The relationship between the logarithms of Wb and A showed a significant increase in log10 (Wb) with the increase of log10 (A) (Figure 2) (F1,74 = 62.89, p < 0.001, r2adjusted = 0.45). With the linear model coefficients, we calculated α and β values of Equation (2) for our regional data. The regional power law relationship is as follows:
Wbe = 5.531 · A 0.362
The multiple linear regression including in the relationship log10 (MAP), log10 (MS), and MA showed an improvement in the relation between log10 (Wb) and log10 (A) when log10 (MS) was included in the model (Table 1), although the model with only log10 (A) as an explanatory variable was roughly equivalent to the best model, and it was the only significant explanatory variable for all models (Table 1).
The multiple linear regressions developed to assess the differences between the estimated bankfull channel surface (Sbe) and real bankfull surface (Sb) showed that size and river complexity influence the estimation error. As shown in Table 2, the most parsimonious model only included Wb and SI (F2,73 = 94.35, p < 0.001, r2adjusted = 0.72). The difference between Sb and Sbe was positively correlated with Wb and SI. The surface was overestimated (Sbe > Sb or Sb − Sbe < 0) in sections with small Wb and underestimated (Sbe < Sb or Sb − Sbe > 0) where Wb was high (Figure 3a). SI showed a slightly positive correlation with the estimation error.

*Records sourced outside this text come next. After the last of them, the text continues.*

PR #159, opened 2018-06-06
Use generic chassis image on RS if specific model not found.

neoancient:
If no fluff image is found for the model, check for generic chassis image for record sheet.

Issue reported here: https://bg.battletech.com/forums/index.php?topic=61783.msg1418023#msg1418023

### DIFF
--- a/src/megameklab/com/util/ImageHelper.java
+++ b/src/megameklab/com/util/ImageHelper.java
@@ -228,21 +228,18 @@ public class ImageHelper {
         }
 
         path = new File(path, dir).getAbsolutePath();
-        f = new File(path, unit.getShortNameRaw() + ".png");
-        if (f.exists()) {
-            return f;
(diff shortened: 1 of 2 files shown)


src/megameklab/com/util/ImageHelper.java
```diff
@@ -228,21 +228,18 @@ public static File getFluffFile(Entity unit, String dir) {
...
-            return f;
-        }
-        f = new File(path, unit.getShortNameRaw() + ".jpg");
-        if (f.exists()) {
-            return f;
-        }
-        f = new File(path, unit.getShortNameRaw() + ".jpeg");
-        if (f.exists()) {
-            return f;
+        final String [] EXTENSIONS = { ".png", ".PNG", ".jpg", ".JPG", ".jpeg", ".JPEG", ".gif", ".GIF" };
```
NickAragua: It's good enough for now. Ideally, there'd be some mechanism to map a specific unit type or chassis to a picture, but that's way out of scope for this.

Issue #178, opened 2018-08-08
Equipment Table getting stuck on one equipment type.


UB-JM:
### Environment
MegaMekLab Version: 0.44.0
-Downloaded from github, alone, on the day this issue was created. 
OS: Windows 10 Home
Java: Java 8, Build 1.8.0_181-b13. 

### Description
Switching the selected equipment type in the Equipment window may bug the tables. 

I wanted to check if there is any weapon dealing 14 damage. 
With a fresh download, I stuck with the preselected mech, chose "Experimental" and "Mixed Inner Sphere", then switched to Equipment, chose "All Weapons", and sorted by damage. The result was that weapons were sorted by type, then by damage, and that wouldn't change anymore. I then tried just a specific weapon type, and I get the issue at the latest after the third switch. I have not been able to reproduce the issue without sorting by damage. 
Afterwards, only a restart helps - Whatever weapon type I'm stuck at, I can't get out of that selection. All other Tabs still work normally, though. 
Resizing may have happened at first usage.
![snipping](https://user-images.githubusercontent.com/19310656/43837257-3c81c0de-9b18-11e8-8859-b5a23a0319db.PNG)

I will try to reproduce this on a different PC running Windows 10 N Professional on Sunday. 
(Assuming this is the right place to report this)

ndrwstn:
I've had that problem using MacOS. I believe I end-run it by checking/unchecking "show unavailable" as that seems to force a refresh of the table. A similar problems occurs when you use the filter box too much.

wildj79:
As always, logs would be useful.

UB-JM:
[megameklablog.txt](https://github.com/MegaMek/megameklab/files/2270858/megameklablog.txt)
Like this? 

I've now retried and shortest I can do is starting the program, going to equipment, and filtering by damage. At the latest after 2 switches (energy -> ballistic -> missile) it bugs out.

wildj79:
Thanks, the logs were exceptionally helpful here. Looks like the sorter is crapping out on weapons that have AoE damage. Those weapon types have an `A` after the damage value, which insn't being parsed correctly. Should be a relatively easy fix.

sixlettervariables:
Closed by #179

PR #179, opened 2018-08-08
Fix for sorting by damage in equipment tables

neoancient:
The table sorter converts the string value for weapon damage to an int value (floating point for infantry) but does not account for all the available formats of the damage string. It can handle a numeric value or a set of damages by range separated by a slash.

This change truncates the string when the first non-digit value is reached before parsing. If there is no leading digit, it treats it as damage 0.

### DIFF
--- a/src/megameklab/com/ui/BattleArmor/tabs/EquipmentTab.java
+++ b/src/megameklab/com/ui/BattleArmor/tabs/EquipmentTab.java
@@ -789,20 +789,30 @@ public class EquipmentTab extends ITab implements ActionListener {
                 return -1;
             } else {
                 //get the numbers associated with each string
-                float r1 = parseDamage(s1);
-                float r0 = parseDamage(s0);
-                return ((Comparable<Float>)r1).compareTo(r0);
+                double r1 = parseDamage(s1);
+                double r0 = parseDamage(s0);
+                return ((Comparable<Double>)r1).compareTo(r0);
             }
         }
 
-        private float parseDamage(String s) {
-            float damage = 0;
-            if(s.contains("/")) {
-                damage = Float.parseFloat(s.split("/")[0]);
-            } else {
-                damage = Float.parseFloat(s);
+        /**
+         * Extracts a numeric value from the damage string for use in sorting by damage. If a String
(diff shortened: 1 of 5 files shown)


neoancient:
Fix for #178

src/megameklab/com/ui/BattleArmor/tabs/EquipmentTab.java
```diff
@@ -789,20 +789,30 @@ public int compare(String s0, String s1) {
...
+         * @param s A weapon damage string
+         * @return  The value to use for sorting.
+         */
+        private double parseDamage(String s) {
+            s = s.replaceAll("[^0-9\\.]+", "/");
+            if (s.contains("/")) {
+                s = s.substring(0, s.indexOf("/"));
+            }
+            if (s.length() > 0) {
+                return Double.parseDouble(s);
```
sixlettervariables: This would be more likely to choke than the `Integer.parseInt` above, would it be better to `try...catch` with a warning log and return 0? Would keep the UI trucking along and the log would still be preserved.

src/megameklab/com/ui/Infantry/views/WeaponView.java
```diff
@@ -417,10 +417,24 @@ public int compare(String s0, String s1) {
...
         private double parseDamage(String s) {
-            double damage = 0;
-            damage = Double.parseDouble(s);
-            return damage;
+            s = s.replaceAll("[^0-9\\.]+", "/");
+            if (s.contains("/")) {
+                s = s.substring(0, s.indexOf("/"));
+            }
+            if (s.length() > 0) {
+                return Double.parseDouble(s);
```
sixlettervariables: Same as above.

src/megameklab/com/ui/BattleArmor/tabs/EquipmentTab.java
neoancient: There's no need to log anything. There are perfectly valid input strings that do not contain any numeric value, such as "Special". What this does is check for those and return zero for sorting purposes. Any other value is truncated at the first non-digit character before parsing.

PR #188, opened 2018-08-22
PrintMech: Weapons & Equipment Inventory table linespacing (fixes #186)

### LINKED ISSUE #186: Weapons & Equipment Inventory table content linespacing (in print)
In printed sheets produced by MegaMekLab, the weapon statistic lines below "Weapons & Equipment Inventory" (on the upper left of the sheet) are too close together, as it negatively impacts readability.

Significantly increasing line spacing would make the table much more legible, and it seems there is ample empty white space to allow for it.

pmjdebruijn:
In printed sheets produced by MegaMekLab, the weapon statistic lines below "Weapons & Equipment Inventory" (on the upper left of the sheet) are too close together, as it negatively impacts readability.

Significantly increasing line spacing would make the table much more legible, and it seems there is ample empty white space to allow for it.

### DIFF
--- a/src/megameklab/com/printing/PrintMech.java
+++ b/src/megameklab/com/printing/PrintMech.java
@@ -327,7 +327,7 @@ public class PrintMech extends PrintEntity {
         int currY = viewY + 10;
         
         float fontSize = FONT_SIZE_MEDIUM;
-        float lineHeight = getFontHeight(fontSize) * 0.8f;
+        float lineHeight = getFontHeight(fontSize) * 1.2f;
         
         addTextElement(canvas, qtyX, currY, "Qty", fontSize, "middle", "bold");
         addTextElement(canvas, nameX + indent, currY, "Type", fontSize, "start", "bold");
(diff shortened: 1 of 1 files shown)


pmjdebruijn:
Ok. Which Mech/Vehicle has this extremely long weapon list? I'd be happy to retune the distance so it'll fit just fine.

neoancient:
That was one of the variants of the Ares, which have some of the longest weapon lists I know of. But I didn't search for units with equipment lists at the various font size thresholds. But some math should be sufficient to ensure they fit. There's also the problem of the ammunition list not necessarily taking a set number of lines, so the bottom of the list is a moving target.

pmjdebruijn:
I've updated the pull request, with this code, I couldn't find any case where there was overlapping text.

However, these is an unhandled cornercase, that might already have been present.

Some weapons have a [Master] or [Clan] suffix, which caused the weapon type to wrap to the next line, and having multi-line weapon entries isn't great for readability either.

This seems to get "fixed" by FONT_SIZE_SMALL, for units with many weapon slots. However, Ideally there should be some logic where if a unit has long weapon types, the font size should be made smaller. As the readability impact of a slightly smaller font size seems to be less than having multi-line weapon slots.

But again, this is a pre-existing issue, my commit doesn't affect this one way or the other.

PR #216, opened 2021-12-07
Add LeanLineDiagnostics command.

gebner:
Interactive version of `vim.lsp.diagnostic.show_line_diagnostics`.

### DIFF
--- a/lua/lean/infoview.lua
+++ b/lua/lean/infoview.lua
@@ -36,6 +36,7 @@ local options = {
     indicators = "auto",
     lean3 = { show_filter = true, mouse_events = false },
     show_processing = true,
+    show_no_info_message = false,
     use_widget = true,
 
     mappings = {
@@ -765,6 +766,7 @@ function Pin:__update(tick, delay, lean3_opts)
   delay = delay or 100
 
   self:set_loading(true)
+  local blocks = {} ---@type Div[]
   local new_data_div = html.Div:new("", "pin-data", nil)
 
   if delay > 0 then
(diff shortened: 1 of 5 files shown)


lua/lean/_util.lua
```diff
@@ -5,6 +5,15 @@ local a = require("plenary.async")
 
 local M = {}
 
+---@generic T
+---@param dest T[]
+---@param src T[]
+function M.insert_all(dest, src)
```
Julian, line 11: Isn't this vim.list_extend?

lua/lean/infoview.lua
```diff
@@ -36,6 +36,7 @@ local options = {
     indicators = "auto",
     lean3 = { show_filter = true, mouse_events = false },
     show_processing = true,
+    show_no_info = false,
```
Julian, line 39:
```suggestion
    show_no_info_message = false,
```

Bit clearer to me perhaps what this does, even if it's longer.

lua/lean/infoview.lua
```diff
@@ -842,16 +844,10 @@ function Pin:__update(tick, delay, lean3_opts)
...
-    if not goal_div_empty and not term_goal_div_empty then
-      new_data_div:add_div(html.Div:new("\n\n", "plain_goal-term_goal-separator"))
-    end
-    new_data_div:add_div(term_goal_div)
-
-    if goal_div_empty and term_goal_div_empty then
-      new_data_div:add_div(html.Div:new("No info.", "no-tactic-term"))
+    util.insert_all(blocks, goal_div)
+    util.insert_all(blocks, term_goal_div)
+    if options.show_no_info and #goal_div + #term_goal_div == 0 then
```
Julian, line 849:
```suggestion
    if options.show_no_info_message and #goal_div + #term_goal_div == 0 then
```

Julian (approved):
lgtm other than the minor comments

lua/lean/_util.lua
gebner: Yes, you're right.  I usually try to avoid the `vim.*` functions because they have lots of performance issues (see e.g. https://github.com/neovim/neovim/pull/16197 where list_extend was removed for that reason).  But this is not a performance critical part, so let's use list_extend.

PR #218, opened 2021-12-13
Use vim.lsp.client instead of buf_request.

### LINKED ISSUE #177: LSP method not supported errors on startup
I often see messages like:

```
method $/lean/discoverWidget is not supported by any of the servers registered for the current buffer
```

when starting up nvim. Presumably if requests are being sent to the LSP before it's fully ready?

It will happen with similar messages mentioning one or two other language servers methods as well. Everything else works fine, and the infoview happily works as I start to edit.

gebner:
Fixes #177.

### DIFF
--- a/lua/lean/lean3.lua
+++ b/lua/lean/lean3.lua
@@ -57,6 +57,9 @@ local to_event = {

The surface of complex rivers (SI > 1.5) was more frequently overestimated than the surface of less complex rivers (SI ≈ 1) (Figure 3b).
Lastly, we compared the results of the bankfull channel surface estimation obtained by our regional curve with the results obtained by the other power laws. Figure 4 shows the regional curve as one of the most similar to the real values. Approximately 50% of the linear models between log10 (Sb) and log10 (Sbe) had a higher r2adjusted than the model in which Sbe was estimated by our regional curve (F1,74 = 51.24, p < 0.001, r2adjusted = 0.40) (the highest r2adjusted is 0.41). However, the mean differences between Sb and Sbe estimated by the regional curve were the third-smallest.

4. Discussion

As expected, and confirming previous similar studies, the drainage area is intensively related to width, and our results have shown that the estimated bankfull channel surface is directly related to the real bankfull surface, and this estimation significantly improves when the mean channel slope is included in the model. Moreover, the development of a regional power law based on real data improved the estimation. However, the surface was overestimated and underestimated due to river size and complexity. On one hand, upstream sections were normally overestimated, whereas downstream sections were underestimated (Figure 3a). On the other hand, sections highly sinuous were more frequently underestimated (Figure 3a).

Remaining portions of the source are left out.